(Inside Science Currents Blog) -- It's NCAA Men's Basketball Tournament time and fans have lots of questions. Will Kentucky win it all and finish the season undefeated? Will one of the "First Four" – the teams that begin tournament play on Tuesday night – become a Cinderella story during this year's March Madness games? What's the best selection method for a pool-winning bracket?
Well, the tournament comes just once a year. If you were betting on a computer simulation of the tournament that was run 1,000 times, then the probabilities would bear out, and the strongest method for making predictions would have an advantage. But the tournament is a series of isolated events. The one-game, winner-moves-on structure is a big reason why even top statisticians don't know if they would make a better prediction for one year's tournament than someone who knows nothing about basketball.
NCAA Tourney Meets Statisticians
You can, however, learn something from trying to improve your predictions. In fact, the current issue of the Journal of Quantitative Analysis in Sports is made up of research papers that describe different methods to predict the outcome of the tournament.

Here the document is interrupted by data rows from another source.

Issue #230, opened 2015-01-26
validation doesn't work for radios


melnikaite:
http://jsfiddle.net/mdmg0ad3/

davidlgj:
Yep, that's a bug.

kupuguy:
I think that a simple fix for this would be to include the attribute `ng-required="!$$value$$"` in the input field attributes.

davidlgj:
@kupuguy sadly it's not that simple :-( First of it should only be required if the schema says so, not otherwise. And secondly we'd like to use our own error messages, not the browsers. 

Slapping on the directive `schema-validate="form"` on the input does indeed validate and stop submit, but I'll have to write some custom code to get error messages in the right place.

melnikaite:
It seems cause of it is `ng-repeat` in the template
I faced the same issue in my custom plugin

orderofout:
It seems like this issue is resolved but not merged with the master branch? Any timeframe to this or how I can get the fix?

ulion:
I can not image it do not support radios type's required!!!

how could we fix this?

davidlgj:
Fixed in 0.8.0, finally.

PR #249, opened 2015-02-11
fix validation inside ng-repeat

melnikaite:
#230

### DIFF
--- a/src/directives/schema-validate.js
+++ b/src/directives/schema-validate.js
@@ -30,12 +30,25 @@ angular.module('schemaForm').directive('schemaValidate', ['sfValidator', 'sfSele
         });
       }
 
+      scope.$parent.dirtyNgModelsList = []
+      scope.markSiblingsDirty = function(ngModel) {
+        var inDirtyNgModelsList = (scope.$parent.dirtyNgModelsList.indexOf(ngModel.$name) != -1);
+        if (ngModel.$dirty || inDirtyNgModelsList) {
+          if (!inDirtyNgModelsList) {
+            scope.$parent.dirtyNgModelsList.push(ngModel.$name);
+          }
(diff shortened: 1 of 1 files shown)


davidlgj:
I've haven't had time to test it, just looked at the code, but do as I can see there is actually no check  that we are inside an ng-repeat? 

And relying on scope.$parent is a bit fragile, just introducing a directive in a template can break things. Hmmm... I don't know. I'll do some testing when I get the time.

melnikaite:
Thanks for reply.
I also thought about option for providing scope that should be used instead of just using parent, because in some templates people can use more than one loop level, but unfortunately I don't have time to implement it.
So currently we can merge it as temporary solution.

davidlgj:
Are there any other scenarios except the radios that you have found?

melnikaite:
I haven't checked other templates with loops. Saw the problem only in radios and in my custom plugin that also use ng-repeat.

davidlgj:
Hi @melnikaite I haven't done any testing yet, sorry. But today I finally got around fixing better validation messages and with that it was easy to fix the problems with radios type not validating. 

Basically the changes that have landed in the development branch today let's you use a the `schema-validate`directive on the each of the radios (it goes hand in hand with ngModel) and then project the error message from one of them to below the radios via a new `sf-message` directive. 

It would be super awesome if you have time to check it out and see if that solves it for your custom plugin as well. I've updated the "extending" docs a bit, but basically you add a `schema-validate` to each element with an `ngModel` on it and a `<div sf-messages="form.description">` where you want your error message to go.

Dervisevic:
Has it solved the problem @melnikaite?

melnikaite:
Yes, thanks a lot
It started working in my fiddle http://jsfiddle.net/mdmg0ad3/

PR #578, opened 2015-10-17
Ensure key is set in fieldsets

zackbloom:
(also a slight whitespace fix)


Anthropic:
@zackbloom thanks for your contribution sorry it took so long to get reviewed, lots starting to happen :)

PR #583, opened 2015-10-26
introduce main ideas in opening of doco

ErichBSchulz:
as a newbie, this would have help kick start me!


Anthropic:
Thanks for the input Erich

PR #605, opened 2015-11-24
Fixed angular element children selector usage

apinnecke:
In jqLite, `.children()` selector is not able to take an selector argument. Caused by this error, the directive is removing all children, if no full jQuery is used.


apinnecke:
Broken tests also broken in develop. ;)

Anthropic:
@apinnecke thank you for the PR, I'm fairly new to managing the project and we are slowly starting to ramp back up and reviewing some neglected PRs, is there any chance you could write a test script for the change? It would be a huge help :)

apinnecke:
Unfortunately I'm very much out of time these days. Ya, probably could write some tests, but can't tell when that will be. Plus: This change is already covered by the original tests AFAIK, so maybe these are enough? Has to be verified indeed.

nicklasb:
@apinnecke Do you have some time to give some love to this PR?

Anthropic:
@apinnecke thank you for the PR I finally got to it, I can't merge due to the number of changes since but I added the change to sf-schema.directive.js so thank you again for your help.

PR #643, opened 2016-02-24
set firstDigest to false in schemaValidate directive

ruanyl:
In my specific use case, I have a customized multi-select form element. But when the form is first loaded, `scope.firstDigest` of this directive is `false`. AT: [schema-form.js#L2858](https://github.com/json-schema-form/angular-schema-form/blob/development/dist/schema-form.js#L2858)

Which makes it to validate this form element, and update `ngModel.$error` at the first time. This is not the expected behavior I think. `scope.firstDigest` here should be true the first time it is loaded.

I could solve the issue by increasing the timeout at [schema-form.js#L2634](https://github.com/json-schema-form/angular-schema-form/blob/development/dist/schema-form.js#L2634) to for example: `1000`. So, I guess this may related to the sequence how angular initialize the directives and how much time each directive will take.

This pull request do solved my issue, but I'm not sure if there are more elegant ways(or if this breaks anything). feel free to comment :)

### DIFF
--- a/src/directives/newArray.js
+++ b/src/directives/newArray.js
@@ -20,6 +20,7 @@ function(sel, sfPath, schemaForm) {
         // validateField method is exported by schema-validate
         if (scope.ngModel && scope.ngModel.$pristine && scope.firstDigest &&
             (!scope.options || scope.options.validateOnRender !== true)) {
+          scope.firstDigest = false;
           return;
         } else if (scope.validateField) {
           scope.validateField();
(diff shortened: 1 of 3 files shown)


Anthropic:
@ruanyl could you perhaps create a gist or plunker to demonstrate the different behaviours? Help us to see what is happening and what you expect to happen more clearly.

nicklasb:
@ruanyl I agree, it would really help.

Anthropic:
@ruanyl can you check out the issue in the alphas and see if this is still needed in some way or not? Please re-open if it is and we can work on it, but I am hopeful it is no longer an issue :)

Issue #121, opened 2014-10-14
Global options does not propagate properly


davidlgj:
See https://github.com/Textalk/angular-schema-form/issues/29#issuecomment-59048491

nertus:
Any fix?

davidlgj:
Nope not yet.

mån 2 mars 2015 kl 12:16 skrev Aliaksandr Pshanichnik <
notifications@github.com>:

golfmat1:
Would I be correct in assuming that this affects all global options, in particular readonly? E.g. I'm having trouble getting the following to work, i.e. the entire form is still editable:

```html
<div sf-model="..." sf-form="..." sf-schema="..." sf-options="{ formDefaults: { readonly: true } }"></div>
```

golfmat1:
Created small pull request (#396) that fixes my issue for the initial form rendering. 

However, if the model/schema is changed, any updates to the global options aren't realized in the newly rendered form: e.g. if I display one model as readonly then try to show another in the same form as not readonly, it will still not be editable.

davidlgj:
@golfmat1 is that after a `schemaFormRedraw` event?

golfmat1:
I'm not sure. I tried to broadcast that event and still had the issue

However, I'm relatively new to angular and working within a framework in which there are numerous things I could be doing wrong. So it's perfectly possible that I wasn't triggering it correctly.

I created a workaround for now using schemaFormProvider.postProcess to explicitly set readonly on all form elements. This works, though it is probably not ideal.

davidlgj:
@golfmat1 I'm asking since you need to either change the entire form (or schema) instance, otherwise you need the event, and its easy to forget :)

plong0:
any update on this one?

having the same problem described in other threads, formDefaults validationMessage applied to top-level items, but not into sub-sections

jmaister:
I am having the same problem here.

I try to toggle the form between read-only and edit but it does not update the form state.

    $scope.basic.options = { formDefaults: { readonly: true } };
    $scope.toggleEdit = function() {
        $scope.basic.options.formDefaults.readonly = !$scope.basic.options.formDefaults.readonly;
    };

cmartin81:
Any update on this issue?

doingweb:
[...]

PR #644, opened 2016-02-25
Fix for #121 to redraw with proper defaults

stanimoto:
The problem was that initialForm was used to generate a form on redraw
event, but when it was an object type, it was modified in-place by
rendering function. So, when the next redraw event happened, initialForm
already had the properties defined, and it prevented the default values
from being populated into them.


Anthropic:
@stanimoto thanks for the pull request, can you remove the dist folder from the PR, we update that only prior to a release? Also if you are interested in getting involved in the project further we are currently planning the project's future in the Gitter.

ありがとう、
マルセルさん

stanimoto:
Thank you for your response, @Anthropic . I created a new one without the dist folder as  #647 .
(Sorry if it is not the right way to do it since I'm not familiar with PR workflow on GH..)

Anthropic:
I saw it @stanimoto thanks, FYI you can amend a pull request without needing to submit again. But that's fine we just appreciate your efforts. I will confirm the commit or provide further feedback soon :)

All but one of the papers were written by groups that entered a competition during last year's tournament, which was sponsored by Intel and held on a website called Kaggle. The website often holds prediction-centered contests, and this one required that all 248 entrants compute and submit the probabilities for each of the more than 2,000 possible games that could occur in the tournament. The winner was determined by comparing what actually happened in the 2014 NCAA tournament -- all 63 actual games -- to each group's set of probabilities. The set of probabilities submitted by the winning entry in the Kaggle competition was the closest to the actual results.
Andrew Hoegh and Marcos Carzolio, both graduate students in statistics at Virginia Tech in Blacksburg, were part of a group that entered the Kaggle contest and then wrote a research paper outlining their method for the contest. Basically, they ranked the teams and then added a layer for what they called matchup effects.
For the ranking stage, they looked at the teams' season-long performances to determine the general strength of each team. From there they were able to determine an initial prediction of what would happen when Team A played Team B. Who would win and by how many points? Then they looked at the attributes of each team -- which teams played fast or slow, had players that were tall or short, or shot 3-point shots well, among other variables. Then they compared the teams, to develop clusters. Once they plotted out the clusters, they could compare how Team A performed against teams similar to Team B, and compute what they called a residual. That's the difference due to the matchup effects for those particular two teams.
"The idea is that you have an initial model and it gives predictions, and then you get residuals from those predictions," said Carzolio. "And then for teams that are alike, we make corrections based on how off our predictions were originally."
Carzolio said that before entering the competition, he thought that TV analysts were often off-base in their analysis of why a certain team would over- or under-perform against another. But, the project influenced his view.
"There are actually matchup effects where different teams that have different strengths will match up well against other teams that have weaknesses in those categories. That's pretty interesting," said Carzolio.
His group finished ahead of about 75 percent of the entries in the Kaggle competition. In a different research paper, the pair that finished first made an effort to point out how much luck was involved in their victory.
The Luck of the Draw
"We estimate that under the most optimistic of game probability scenarios, our entry had roughly a 12 percent chance of outscoring all competing submissions and just less than a 50 percent chance of finishing with one of the ten best scores," wrote Michael Lopez and Gregory Matthews, in their paper in the Journal of Quantitative Analysis in Sports. The authors are both professors, at Skidmore College in Saratoga Springs, New York, and Loyola University Chicago, respectively.
Their method combined Las Vegas point spreads with metrics that describe average team performance per trip down the court.
But some other new research contends that if you really want to win your pool, you might have a secret weapon in your pocket.
"For all the hype, research and time taken to make the oh-so-careful selections, there's scant evidence that knowledge of the game makes any difference at all in bracket performance. 'A grandmother who's never seen a game has a similar chance of doing as well as her grandson who spends eight hours a day watching and researching basketball,' Kwak said."
So, develop a mathematical model to look at the fine details of matchups, flip a coin, or invent your own method. Whatever you do, make sure you make your picks before the tournament's first full day of games this Thursday.